O objetivo deste trabalho foi avaliar a influência dos voláteis constitutivos e induzidos por herbivoria no comportamento de busca do percevejo T. limbativentris.

Autores: Lucas Adjuto Ulhoa1, José Alexandre Freitas Barrigossi2, Miguel Borges3, Raúl Alberto Laumann3 Maria Carolina Blassioli-Moraes31

Trabalho publicado nos Anais do evento e divulgado com a autorização e inserção de informações dos autores

Introdução

Tibraca limbativentris (Heteroptera: Pentatomidae) é um dos insetos mais prejudiciais à cultura do arroz (Ferreira et al., 1997; Martins et al., 2004). Dependendo da fase de desenvolvimento que a planta é atacada, pode causar perdas na produção de até 80% (Ferreira, 1998). As perdas são maiores quando o inseto ocorre na pré – floração e início da emissão das panículas (fase reprodutiva) (Barrigossi & Martins, 2006; Martins et al., 2009). Este inseto suga a seiva na base dos colmos da planta de arroz (Figura 1).

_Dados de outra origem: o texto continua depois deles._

Issue #532, opened 2020-01-28
Assertion failure for interior stack refs


NextTurn:
https://github.com/microsoft/clrmd/blob/2e00bfb1a067a07ec6793c0dc0d222a982adc695/src/Microsoft.Diagnostics.Runtime/src/Builders/RuntimeBuilder.cs#L256

This branch always triggers the assertion.

https://github.com/microsoft/clrmd/blob/2e00bfb1a067a07ec6793c0dc0d222a982adc695/src/Microsoft.Diagnostics.Runtime/src/Common/ClrObject.cs#L29

PR #533, opened 2020-01-28
Ensure valid ClrObject for by-ref stack refs

NextTurn:
Partial fix for #532 

||Ref to Reference Type on Heap|Ref to Reference Type on Stack|Ref to Value Type on Heap/Stack|
|-|-|-|-|
|**Before**|handled by DAC|invalid `ClrObject`|invalid `ClrObject`|
|**After**|handled by DAC|pointer indirection|skipped|


leculver:
Thanks for this pull request!  I've gone a different direction for this fix, using your test cases: https://github.com/microsoft/clrmd/pull/560.

This _should_ handle all relevant cases correctly while not losing any valid gc roots for objects.  It makes things a little more complicated (requiring a cast) if you want to directly interact with stack roots though.

PR #551, opened 2020-03-09
Remove System.Array from GetOrCreateBasicType

### LINKED ISSUE #506: Error handling element types for array types
See https://github.com/microsoft/clrmd/pull/505/commits/6b2669262b4c4560275d592ee9f4ff7828257a21

I haven't checked if changes are needed elsewhere.

NextTurn:
Fixes #506 

There is no "basic type" for `System.Array`.

`System.String` is missing here - not sure if it's intentional.


leculver:
> `System.String` is missing here - not sure if it's intentional.

We should always have System.String, it's enumerated via `GetCommonMethodTables` (or whatever that function is called).  Even if the runtime is barely started we should never fail to find that type, so I think we'd never fail (and therefore need it) in GetOrCreateBasicType.  That's from memory though, I'm not 100% sure.

PR #556, opened 2020-03-11
Make Read implementations consistent

NextTurn:
`IMemoryReader.Read(ulong, Span<byte>, out int)` is documented to return "true if any bytes were read at all".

Na fase vegetativa provoca o “coração-morto” e na fase reprodutiva a “panícula-branca” (Costa & Link, 1992a; Ferreira et al., 1997; Silva et al., 2004).

Figura 1. Tibraca limbativentris se alimentando na base dos colmos da planta de arroz.

Para se defender de insetos herbívoros, as plantas podem emitir uma mistura de voláteis que atuam como substâncias dissuasivas, repelentes ou tóxicas (De Moraes et al., 1998; Moraes et al., 2005, 2008). Tais voláteis tem sua produção induzida nas plantas por substâncias presentes na saliva dos insetos (De Moraes et al., 1998; Paré & Tumlinson, 1998). Estudos relacionados à comunicação química entre insetos e plantas podem gerar informações sobre a defesa das plantas importantes para o desenvolvimento de ferramentas para o manejo integrado de pragas.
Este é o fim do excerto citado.